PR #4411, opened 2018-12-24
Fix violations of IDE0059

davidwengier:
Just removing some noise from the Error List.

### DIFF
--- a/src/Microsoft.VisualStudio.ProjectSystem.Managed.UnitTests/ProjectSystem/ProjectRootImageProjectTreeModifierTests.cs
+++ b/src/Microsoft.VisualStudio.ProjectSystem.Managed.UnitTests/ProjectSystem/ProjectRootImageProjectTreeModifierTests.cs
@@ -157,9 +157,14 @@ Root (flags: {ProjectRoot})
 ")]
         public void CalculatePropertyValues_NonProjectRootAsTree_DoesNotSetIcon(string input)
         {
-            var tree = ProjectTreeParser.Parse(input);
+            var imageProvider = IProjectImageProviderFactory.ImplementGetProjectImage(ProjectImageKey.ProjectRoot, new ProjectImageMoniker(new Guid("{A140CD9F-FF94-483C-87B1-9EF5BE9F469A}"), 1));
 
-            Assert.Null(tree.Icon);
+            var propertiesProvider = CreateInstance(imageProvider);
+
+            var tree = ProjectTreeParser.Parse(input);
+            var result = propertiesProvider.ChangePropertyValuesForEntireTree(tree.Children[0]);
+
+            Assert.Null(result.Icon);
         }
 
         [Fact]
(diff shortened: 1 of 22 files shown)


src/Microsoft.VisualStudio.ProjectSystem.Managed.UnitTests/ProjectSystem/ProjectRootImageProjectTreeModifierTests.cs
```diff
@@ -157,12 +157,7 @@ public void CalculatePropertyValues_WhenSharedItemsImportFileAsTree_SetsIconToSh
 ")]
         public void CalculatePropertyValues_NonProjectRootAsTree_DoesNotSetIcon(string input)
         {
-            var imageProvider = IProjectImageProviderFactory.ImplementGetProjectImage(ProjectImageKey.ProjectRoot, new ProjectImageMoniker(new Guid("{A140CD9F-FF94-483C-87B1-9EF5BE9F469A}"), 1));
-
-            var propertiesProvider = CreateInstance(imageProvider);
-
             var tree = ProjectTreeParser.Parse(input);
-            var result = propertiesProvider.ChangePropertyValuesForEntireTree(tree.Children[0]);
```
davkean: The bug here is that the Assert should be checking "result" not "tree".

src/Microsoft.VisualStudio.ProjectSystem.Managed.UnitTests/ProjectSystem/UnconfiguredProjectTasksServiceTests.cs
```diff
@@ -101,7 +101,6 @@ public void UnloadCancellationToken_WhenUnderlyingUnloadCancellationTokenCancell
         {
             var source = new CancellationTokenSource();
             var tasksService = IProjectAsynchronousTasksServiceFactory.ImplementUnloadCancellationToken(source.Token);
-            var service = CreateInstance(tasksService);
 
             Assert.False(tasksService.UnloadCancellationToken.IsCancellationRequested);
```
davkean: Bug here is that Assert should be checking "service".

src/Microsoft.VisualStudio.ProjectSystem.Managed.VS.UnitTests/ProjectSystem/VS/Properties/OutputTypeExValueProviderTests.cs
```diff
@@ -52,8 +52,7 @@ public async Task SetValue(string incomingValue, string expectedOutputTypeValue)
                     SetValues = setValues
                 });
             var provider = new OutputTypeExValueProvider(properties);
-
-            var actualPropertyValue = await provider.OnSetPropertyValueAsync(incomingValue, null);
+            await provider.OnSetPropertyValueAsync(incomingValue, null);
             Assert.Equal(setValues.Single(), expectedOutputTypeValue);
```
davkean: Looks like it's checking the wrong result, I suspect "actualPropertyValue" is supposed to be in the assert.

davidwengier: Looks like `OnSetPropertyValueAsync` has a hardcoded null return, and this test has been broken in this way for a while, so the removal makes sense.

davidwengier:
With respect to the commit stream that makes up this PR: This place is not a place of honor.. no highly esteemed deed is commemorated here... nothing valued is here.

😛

________________________

• Activity: Transcribe exactly, please, the lines from the one with "With respect to" to the last line of the entries above, ends included.

• Task result:
With respect to the commit stream that makes up this PR: This place is not a place of honor.. no highly esteemed deed is commemorated here... nothing valued is here.

😛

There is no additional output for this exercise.